*TASK PROMPT:* Among the entries below, count each line holding the word "didn". Write only the number.

*DATA SUPPLIED:*
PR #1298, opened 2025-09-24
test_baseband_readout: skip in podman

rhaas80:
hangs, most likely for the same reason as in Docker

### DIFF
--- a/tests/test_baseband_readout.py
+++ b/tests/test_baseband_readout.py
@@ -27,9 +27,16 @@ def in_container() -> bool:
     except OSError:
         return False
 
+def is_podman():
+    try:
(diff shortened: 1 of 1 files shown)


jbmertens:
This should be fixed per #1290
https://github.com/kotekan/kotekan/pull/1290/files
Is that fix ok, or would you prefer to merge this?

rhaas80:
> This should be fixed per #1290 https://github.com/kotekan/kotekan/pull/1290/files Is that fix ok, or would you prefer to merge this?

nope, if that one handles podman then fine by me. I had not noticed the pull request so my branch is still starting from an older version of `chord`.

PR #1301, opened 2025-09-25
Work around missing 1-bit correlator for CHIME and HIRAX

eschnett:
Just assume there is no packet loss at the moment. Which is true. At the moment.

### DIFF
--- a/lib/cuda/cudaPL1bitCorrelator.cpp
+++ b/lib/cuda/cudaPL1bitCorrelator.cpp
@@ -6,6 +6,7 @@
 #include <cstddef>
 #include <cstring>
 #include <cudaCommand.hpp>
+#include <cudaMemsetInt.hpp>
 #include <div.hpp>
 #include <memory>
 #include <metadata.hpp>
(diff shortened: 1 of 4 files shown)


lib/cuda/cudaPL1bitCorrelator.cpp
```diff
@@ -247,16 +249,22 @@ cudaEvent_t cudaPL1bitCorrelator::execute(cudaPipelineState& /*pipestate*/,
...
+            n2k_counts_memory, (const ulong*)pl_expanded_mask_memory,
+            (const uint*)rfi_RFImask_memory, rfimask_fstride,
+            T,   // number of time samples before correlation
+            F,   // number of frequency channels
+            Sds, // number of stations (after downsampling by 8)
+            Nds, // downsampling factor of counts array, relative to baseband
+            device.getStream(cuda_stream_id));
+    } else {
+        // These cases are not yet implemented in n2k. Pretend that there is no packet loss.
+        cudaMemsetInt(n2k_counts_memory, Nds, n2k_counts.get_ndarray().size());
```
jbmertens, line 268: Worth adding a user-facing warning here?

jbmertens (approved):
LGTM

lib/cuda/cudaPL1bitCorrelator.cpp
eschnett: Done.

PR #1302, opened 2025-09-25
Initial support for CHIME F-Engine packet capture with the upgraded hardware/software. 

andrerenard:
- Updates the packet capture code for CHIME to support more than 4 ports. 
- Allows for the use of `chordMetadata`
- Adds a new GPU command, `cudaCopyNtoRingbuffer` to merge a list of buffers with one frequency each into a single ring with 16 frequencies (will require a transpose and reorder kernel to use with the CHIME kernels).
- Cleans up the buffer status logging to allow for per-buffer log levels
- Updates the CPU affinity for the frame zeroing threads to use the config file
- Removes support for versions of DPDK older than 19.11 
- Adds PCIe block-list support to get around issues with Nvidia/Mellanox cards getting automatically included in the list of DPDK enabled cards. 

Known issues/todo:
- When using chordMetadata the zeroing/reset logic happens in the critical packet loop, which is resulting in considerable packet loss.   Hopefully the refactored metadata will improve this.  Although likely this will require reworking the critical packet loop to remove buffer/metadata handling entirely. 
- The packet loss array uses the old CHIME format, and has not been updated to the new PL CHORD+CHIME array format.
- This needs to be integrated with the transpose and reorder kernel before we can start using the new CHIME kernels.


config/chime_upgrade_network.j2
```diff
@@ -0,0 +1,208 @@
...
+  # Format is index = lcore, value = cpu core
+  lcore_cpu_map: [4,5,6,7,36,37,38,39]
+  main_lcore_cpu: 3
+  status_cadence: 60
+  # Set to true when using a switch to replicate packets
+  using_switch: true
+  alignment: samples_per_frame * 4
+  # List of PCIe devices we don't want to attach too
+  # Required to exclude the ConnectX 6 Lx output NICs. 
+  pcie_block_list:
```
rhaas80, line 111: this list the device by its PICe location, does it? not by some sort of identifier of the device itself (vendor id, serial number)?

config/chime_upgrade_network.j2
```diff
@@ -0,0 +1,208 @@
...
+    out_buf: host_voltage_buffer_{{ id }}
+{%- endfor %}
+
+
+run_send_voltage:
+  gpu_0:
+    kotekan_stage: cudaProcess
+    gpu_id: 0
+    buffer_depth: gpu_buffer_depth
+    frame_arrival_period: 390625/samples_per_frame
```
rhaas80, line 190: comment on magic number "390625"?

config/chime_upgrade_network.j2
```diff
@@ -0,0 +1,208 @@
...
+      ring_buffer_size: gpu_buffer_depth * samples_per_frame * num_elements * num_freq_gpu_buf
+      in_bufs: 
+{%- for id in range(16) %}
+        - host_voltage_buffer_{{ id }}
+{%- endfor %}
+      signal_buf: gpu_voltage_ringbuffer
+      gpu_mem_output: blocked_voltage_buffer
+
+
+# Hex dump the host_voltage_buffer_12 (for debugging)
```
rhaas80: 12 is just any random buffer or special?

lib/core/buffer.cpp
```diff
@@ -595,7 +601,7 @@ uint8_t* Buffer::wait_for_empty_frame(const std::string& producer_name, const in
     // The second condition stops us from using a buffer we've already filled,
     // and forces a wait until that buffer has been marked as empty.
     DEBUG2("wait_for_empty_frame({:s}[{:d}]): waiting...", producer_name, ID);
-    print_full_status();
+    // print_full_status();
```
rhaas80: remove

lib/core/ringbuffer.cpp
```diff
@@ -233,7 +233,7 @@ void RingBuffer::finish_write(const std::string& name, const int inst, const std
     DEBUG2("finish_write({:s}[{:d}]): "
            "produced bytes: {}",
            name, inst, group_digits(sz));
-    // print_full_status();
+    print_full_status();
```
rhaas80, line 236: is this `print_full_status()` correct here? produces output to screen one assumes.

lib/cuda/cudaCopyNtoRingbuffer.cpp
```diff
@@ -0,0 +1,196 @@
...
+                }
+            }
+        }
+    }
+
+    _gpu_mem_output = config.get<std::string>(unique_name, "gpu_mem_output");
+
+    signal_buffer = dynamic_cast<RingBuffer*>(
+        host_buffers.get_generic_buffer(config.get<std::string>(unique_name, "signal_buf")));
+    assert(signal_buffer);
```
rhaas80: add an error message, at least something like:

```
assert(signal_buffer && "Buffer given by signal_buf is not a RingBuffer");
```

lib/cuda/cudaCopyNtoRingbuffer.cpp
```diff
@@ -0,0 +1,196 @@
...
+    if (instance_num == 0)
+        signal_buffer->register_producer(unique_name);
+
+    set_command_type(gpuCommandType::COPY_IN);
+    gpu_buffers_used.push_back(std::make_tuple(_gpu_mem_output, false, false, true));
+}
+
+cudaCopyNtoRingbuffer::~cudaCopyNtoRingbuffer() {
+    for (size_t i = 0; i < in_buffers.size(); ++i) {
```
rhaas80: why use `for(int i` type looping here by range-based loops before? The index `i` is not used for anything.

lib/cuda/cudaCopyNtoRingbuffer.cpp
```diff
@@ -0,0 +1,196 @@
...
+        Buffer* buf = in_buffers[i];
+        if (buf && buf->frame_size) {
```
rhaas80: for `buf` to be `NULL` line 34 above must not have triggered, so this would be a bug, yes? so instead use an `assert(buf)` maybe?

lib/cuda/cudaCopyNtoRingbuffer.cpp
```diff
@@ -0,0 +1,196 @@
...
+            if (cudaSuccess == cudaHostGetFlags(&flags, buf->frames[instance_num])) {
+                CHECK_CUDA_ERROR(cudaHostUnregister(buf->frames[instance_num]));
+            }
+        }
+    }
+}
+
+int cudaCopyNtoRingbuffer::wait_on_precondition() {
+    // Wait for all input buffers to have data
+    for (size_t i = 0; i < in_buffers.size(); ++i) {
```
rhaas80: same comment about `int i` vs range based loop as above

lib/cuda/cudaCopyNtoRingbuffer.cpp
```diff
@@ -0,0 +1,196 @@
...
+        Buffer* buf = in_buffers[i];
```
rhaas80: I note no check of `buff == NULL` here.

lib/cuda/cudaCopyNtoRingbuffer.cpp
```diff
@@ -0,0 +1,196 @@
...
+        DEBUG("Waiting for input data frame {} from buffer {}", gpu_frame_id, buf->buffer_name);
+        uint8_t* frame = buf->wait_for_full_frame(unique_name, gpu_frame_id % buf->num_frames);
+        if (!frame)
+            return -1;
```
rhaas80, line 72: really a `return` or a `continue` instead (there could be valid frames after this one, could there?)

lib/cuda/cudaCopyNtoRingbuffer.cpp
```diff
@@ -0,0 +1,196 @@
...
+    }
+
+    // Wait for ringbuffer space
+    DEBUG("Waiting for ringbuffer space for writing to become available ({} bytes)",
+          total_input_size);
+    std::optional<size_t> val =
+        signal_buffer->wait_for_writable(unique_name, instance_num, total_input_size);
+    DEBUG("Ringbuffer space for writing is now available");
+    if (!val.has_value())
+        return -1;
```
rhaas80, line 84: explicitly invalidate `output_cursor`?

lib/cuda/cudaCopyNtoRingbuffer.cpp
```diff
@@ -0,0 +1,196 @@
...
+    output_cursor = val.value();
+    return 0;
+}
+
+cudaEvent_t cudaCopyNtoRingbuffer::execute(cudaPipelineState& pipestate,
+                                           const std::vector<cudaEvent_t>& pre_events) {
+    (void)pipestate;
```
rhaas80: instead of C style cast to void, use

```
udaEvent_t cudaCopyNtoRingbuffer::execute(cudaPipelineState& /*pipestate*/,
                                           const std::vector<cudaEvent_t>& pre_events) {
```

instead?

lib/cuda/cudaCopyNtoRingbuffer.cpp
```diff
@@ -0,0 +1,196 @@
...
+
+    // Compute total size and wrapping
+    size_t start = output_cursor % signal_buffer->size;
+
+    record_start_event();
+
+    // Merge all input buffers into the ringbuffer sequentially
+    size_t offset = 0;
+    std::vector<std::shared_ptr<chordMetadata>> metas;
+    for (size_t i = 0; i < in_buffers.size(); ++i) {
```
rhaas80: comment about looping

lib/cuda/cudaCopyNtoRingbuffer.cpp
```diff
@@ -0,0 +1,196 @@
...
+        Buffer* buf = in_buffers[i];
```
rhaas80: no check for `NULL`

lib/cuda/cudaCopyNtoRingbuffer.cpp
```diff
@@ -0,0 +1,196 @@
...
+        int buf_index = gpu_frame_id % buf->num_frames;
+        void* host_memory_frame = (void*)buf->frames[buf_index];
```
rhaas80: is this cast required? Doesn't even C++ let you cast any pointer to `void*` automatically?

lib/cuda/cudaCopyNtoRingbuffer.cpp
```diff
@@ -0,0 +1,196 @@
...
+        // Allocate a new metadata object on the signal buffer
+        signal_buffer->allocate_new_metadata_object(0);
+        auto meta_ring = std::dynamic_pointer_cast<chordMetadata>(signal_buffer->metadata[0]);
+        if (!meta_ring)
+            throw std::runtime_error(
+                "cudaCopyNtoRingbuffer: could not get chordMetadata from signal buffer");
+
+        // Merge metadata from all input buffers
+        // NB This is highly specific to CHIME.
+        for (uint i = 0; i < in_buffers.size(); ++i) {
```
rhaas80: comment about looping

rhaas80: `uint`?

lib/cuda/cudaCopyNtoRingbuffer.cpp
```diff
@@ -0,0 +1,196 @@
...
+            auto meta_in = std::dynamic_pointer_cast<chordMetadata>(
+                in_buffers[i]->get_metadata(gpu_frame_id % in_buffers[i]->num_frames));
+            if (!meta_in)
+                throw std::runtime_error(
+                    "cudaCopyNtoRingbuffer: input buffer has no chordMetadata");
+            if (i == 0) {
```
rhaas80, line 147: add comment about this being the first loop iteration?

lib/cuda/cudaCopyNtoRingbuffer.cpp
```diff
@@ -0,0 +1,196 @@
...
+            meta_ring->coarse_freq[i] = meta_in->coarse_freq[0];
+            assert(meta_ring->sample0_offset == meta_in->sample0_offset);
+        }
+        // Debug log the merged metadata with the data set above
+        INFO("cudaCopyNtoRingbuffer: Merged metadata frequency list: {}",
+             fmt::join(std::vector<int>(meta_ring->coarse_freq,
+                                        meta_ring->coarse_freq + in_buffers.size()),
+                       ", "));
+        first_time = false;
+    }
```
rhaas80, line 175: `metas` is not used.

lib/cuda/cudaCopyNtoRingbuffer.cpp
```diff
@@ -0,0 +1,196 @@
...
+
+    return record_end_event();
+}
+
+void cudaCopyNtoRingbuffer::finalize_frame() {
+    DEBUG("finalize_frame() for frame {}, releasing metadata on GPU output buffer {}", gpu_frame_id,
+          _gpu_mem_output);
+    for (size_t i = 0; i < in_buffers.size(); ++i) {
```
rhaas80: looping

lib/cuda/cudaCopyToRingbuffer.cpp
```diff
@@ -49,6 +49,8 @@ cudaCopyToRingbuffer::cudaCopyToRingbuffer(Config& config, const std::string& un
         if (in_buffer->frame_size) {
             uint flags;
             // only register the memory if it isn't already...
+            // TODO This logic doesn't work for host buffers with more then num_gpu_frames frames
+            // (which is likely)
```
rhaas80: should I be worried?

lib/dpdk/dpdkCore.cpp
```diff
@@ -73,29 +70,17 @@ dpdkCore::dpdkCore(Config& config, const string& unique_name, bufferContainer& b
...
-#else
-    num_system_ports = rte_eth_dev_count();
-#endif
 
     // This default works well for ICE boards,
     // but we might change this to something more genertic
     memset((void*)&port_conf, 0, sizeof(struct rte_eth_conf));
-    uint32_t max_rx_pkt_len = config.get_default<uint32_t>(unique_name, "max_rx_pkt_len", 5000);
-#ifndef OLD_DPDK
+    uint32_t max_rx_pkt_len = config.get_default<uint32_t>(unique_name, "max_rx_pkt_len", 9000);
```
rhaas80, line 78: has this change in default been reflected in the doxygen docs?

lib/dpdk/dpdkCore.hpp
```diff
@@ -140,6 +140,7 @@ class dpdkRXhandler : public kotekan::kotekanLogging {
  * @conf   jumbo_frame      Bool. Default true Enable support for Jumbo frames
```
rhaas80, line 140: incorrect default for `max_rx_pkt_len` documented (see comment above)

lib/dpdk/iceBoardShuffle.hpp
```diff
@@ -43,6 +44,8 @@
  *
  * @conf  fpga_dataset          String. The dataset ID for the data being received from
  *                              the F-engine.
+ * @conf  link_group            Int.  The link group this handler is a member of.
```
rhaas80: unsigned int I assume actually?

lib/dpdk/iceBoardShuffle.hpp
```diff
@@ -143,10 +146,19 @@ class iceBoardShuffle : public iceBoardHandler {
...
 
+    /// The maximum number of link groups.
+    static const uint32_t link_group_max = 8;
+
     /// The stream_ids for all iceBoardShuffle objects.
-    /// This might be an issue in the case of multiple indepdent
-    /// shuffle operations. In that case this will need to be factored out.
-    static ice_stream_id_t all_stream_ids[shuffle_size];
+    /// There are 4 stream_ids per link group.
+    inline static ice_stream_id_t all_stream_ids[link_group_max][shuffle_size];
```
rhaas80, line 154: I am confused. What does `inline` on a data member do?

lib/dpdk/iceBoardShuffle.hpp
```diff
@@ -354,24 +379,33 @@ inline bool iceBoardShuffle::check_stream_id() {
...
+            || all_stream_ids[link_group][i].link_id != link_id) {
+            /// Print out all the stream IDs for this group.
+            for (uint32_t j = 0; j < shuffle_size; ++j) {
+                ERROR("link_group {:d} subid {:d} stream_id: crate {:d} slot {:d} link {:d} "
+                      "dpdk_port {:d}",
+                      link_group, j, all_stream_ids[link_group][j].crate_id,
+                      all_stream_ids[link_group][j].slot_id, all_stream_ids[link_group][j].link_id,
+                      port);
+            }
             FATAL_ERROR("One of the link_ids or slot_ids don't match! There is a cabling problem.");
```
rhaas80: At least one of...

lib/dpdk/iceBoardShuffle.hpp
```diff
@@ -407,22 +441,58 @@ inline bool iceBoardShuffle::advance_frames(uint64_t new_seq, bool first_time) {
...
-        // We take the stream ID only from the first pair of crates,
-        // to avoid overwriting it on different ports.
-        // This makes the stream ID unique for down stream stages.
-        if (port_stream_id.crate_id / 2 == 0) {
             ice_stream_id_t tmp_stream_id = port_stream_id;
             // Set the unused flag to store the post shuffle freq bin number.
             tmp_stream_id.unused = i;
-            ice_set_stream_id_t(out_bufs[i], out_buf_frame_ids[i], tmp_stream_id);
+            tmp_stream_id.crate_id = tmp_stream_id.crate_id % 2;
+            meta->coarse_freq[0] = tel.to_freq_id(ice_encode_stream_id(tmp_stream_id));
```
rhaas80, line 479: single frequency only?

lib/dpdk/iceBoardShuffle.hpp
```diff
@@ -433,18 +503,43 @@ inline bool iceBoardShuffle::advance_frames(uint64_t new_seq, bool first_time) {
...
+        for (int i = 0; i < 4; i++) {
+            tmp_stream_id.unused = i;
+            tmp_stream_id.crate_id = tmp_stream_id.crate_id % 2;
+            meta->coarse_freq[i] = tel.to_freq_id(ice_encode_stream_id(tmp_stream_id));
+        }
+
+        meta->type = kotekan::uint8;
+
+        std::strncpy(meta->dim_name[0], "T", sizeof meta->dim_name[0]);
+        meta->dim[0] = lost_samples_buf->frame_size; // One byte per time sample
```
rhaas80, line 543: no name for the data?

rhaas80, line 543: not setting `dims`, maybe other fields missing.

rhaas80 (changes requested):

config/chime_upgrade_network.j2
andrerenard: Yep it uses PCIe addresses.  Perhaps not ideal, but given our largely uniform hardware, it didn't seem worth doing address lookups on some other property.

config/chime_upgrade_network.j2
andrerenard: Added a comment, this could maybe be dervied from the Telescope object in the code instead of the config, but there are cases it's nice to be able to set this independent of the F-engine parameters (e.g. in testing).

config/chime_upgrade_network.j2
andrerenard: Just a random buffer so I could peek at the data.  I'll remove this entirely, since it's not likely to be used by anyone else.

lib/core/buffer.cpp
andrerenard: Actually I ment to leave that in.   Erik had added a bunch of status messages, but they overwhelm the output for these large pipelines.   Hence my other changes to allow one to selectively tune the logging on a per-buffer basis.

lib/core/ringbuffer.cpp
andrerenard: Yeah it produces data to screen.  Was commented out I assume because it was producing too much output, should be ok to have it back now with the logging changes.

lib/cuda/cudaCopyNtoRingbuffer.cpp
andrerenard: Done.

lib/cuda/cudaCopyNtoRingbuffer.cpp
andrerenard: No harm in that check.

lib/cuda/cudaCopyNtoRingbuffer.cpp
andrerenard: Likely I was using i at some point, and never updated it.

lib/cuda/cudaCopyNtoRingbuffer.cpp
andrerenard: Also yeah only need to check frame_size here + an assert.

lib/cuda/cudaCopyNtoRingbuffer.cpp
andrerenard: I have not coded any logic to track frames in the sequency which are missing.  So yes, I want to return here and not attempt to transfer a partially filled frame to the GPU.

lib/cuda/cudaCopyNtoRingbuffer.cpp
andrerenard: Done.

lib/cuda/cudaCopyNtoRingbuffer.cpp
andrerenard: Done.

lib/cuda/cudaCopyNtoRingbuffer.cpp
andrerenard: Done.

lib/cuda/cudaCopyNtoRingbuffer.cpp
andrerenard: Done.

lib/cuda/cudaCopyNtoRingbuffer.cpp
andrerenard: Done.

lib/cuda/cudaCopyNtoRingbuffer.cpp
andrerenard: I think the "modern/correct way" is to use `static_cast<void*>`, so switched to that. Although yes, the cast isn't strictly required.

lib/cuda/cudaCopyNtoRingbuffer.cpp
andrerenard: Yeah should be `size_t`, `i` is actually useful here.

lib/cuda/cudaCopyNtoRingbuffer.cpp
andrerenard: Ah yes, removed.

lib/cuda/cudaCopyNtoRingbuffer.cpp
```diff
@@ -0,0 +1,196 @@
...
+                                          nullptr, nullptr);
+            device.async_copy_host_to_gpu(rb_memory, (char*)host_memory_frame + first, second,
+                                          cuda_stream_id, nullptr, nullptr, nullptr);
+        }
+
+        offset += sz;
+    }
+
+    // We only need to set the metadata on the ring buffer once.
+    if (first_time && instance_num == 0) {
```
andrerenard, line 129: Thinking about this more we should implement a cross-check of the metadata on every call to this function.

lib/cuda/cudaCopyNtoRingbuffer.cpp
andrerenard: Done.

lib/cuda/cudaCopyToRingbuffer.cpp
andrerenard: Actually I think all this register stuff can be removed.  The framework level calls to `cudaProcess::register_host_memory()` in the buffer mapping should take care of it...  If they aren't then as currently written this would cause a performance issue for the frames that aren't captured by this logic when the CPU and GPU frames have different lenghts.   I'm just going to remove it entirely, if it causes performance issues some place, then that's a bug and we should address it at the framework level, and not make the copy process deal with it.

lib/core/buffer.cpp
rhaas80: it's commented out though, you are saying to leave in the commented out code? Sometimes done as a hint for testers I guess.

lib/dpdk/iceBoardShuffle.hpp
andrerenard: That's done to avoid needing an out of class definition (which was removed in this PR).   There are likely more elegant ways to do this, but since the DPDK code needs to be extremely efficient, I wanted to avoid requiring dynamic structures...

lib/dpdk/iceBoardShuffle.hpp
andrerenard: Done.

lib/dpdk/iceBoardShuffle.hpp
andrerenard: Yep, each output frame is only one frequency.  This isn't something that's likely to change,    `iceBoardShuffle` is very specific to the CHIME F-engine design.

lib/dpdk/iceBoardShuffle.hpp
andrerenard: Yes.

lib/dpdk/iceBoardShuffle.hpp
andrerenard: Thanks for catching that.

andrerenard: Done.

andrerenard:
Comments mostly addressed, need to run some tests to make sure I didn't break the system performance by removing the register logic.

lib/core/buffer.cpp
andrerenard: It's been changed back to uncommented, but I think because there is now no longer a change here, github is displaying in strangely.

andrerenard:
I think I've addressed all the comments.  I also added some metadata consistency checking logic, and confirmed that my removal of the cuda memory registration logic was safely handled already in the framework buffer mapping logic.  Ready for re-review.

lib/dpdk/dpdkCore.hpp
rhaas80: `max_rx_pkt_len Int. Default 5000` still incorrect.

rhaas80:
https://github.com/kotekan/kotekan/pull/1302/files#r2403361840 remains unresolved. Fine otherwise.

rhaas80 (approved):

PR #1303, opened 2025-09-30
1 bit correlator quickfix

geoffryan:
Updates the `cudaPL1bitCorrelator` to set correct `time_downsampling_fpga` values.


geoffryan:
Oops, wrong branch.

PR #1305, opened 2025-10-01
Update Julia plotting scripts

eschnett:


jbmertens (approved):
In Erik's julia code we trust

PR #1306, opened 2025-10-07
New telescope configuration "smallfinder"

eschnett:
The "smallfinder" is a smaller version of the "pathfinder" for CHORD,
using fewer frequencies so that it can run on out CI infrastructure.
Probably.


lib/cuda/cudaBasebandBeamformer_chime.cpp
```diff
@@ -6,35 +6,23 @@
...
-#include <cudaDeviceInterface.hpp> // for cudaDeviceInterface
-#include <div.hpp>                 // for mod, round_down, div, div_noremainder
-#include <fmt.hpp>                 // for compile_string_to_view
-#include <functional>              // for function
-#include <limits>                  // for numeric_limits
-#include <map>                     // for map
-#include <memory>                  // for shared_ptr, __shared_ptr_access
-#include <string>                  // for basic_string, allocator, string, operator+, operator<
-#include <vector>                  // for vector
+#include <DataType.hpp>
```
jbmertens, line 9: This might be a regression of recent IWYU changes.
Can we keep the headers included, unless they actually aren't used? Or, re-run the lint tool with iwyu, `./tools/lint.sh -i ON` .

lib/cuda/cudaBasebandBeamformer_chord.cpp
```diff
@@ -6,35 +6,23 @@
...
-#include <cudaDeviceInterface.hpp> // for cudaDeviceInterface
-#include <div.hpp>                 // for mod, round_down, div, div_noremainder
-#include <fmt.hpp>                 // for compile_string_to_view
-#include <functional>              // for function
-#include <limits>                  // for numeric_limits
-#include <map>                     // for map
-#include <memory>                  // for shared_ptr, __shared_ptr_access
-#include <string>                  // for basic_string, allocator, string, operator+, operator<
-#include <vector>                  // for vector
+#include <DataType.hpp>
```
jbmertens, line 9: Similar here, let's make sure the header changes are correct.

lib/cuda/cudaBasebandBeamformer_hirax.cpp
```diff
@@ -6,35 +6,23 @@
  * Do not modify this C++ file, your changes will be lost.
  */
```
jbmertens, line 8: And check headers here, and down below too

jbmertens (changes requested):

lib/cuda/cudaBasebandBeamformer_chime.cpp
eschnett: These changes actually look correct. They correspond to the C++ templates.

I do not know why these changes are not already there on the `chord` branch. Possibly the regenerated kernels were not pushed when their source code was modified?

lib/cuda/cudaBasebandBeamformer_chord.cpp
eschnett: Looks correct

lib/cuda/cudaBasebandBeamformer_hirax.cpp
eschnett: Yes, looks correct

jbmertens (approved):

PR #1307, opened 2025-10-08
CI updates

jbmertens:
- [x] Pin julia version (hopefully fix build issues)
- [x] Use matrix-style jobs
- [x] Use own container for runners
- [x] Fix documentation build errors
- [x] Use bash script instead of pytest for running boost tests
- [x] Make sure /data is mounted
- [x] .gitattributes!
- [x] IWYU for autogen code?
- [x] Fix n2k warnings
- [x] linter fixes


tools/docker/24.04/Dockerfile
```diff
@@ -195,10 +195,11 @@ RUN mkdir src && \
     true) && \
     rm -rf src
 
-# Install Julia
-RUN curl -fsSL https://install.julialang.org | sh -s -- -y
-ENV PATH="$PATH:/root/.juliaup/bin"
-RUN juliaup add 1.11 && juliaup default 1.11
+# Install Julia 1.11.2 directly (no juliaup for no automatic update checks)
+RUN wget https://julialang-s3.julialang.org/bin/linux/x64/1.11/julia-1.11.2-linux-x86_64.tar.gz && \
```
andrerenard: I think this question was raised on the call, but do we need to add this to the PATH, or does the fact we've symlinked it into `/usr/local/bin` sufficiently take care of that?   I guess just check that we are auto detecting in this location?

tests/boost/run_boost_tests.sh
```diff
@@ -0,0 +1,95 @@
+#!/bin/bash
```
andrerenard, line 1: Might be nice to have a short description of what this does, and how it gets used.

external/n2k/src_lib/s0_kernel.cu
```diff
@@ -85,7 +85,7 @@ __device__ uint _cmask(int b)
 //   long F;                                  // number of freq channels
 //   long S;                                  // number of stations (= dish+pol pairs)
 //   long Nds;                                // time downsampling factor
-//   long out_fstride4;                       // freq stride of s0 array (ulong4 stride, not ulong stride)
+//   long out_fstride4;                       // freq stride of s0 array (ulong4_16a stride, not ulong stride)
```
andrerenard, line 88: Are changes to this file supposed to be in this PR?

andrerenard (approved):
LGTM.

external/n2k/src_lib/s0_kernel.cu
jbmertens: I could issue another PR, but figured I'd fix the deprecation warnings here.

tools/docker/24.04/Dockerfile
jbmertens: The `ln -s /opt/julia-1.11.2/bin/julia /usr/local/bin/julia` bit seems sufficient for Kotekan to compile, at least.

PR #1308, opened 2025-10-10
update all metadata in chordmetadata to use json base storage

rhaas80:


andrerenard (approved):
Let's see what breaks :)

*ANSWER FOR THIS EXERCISE:* 2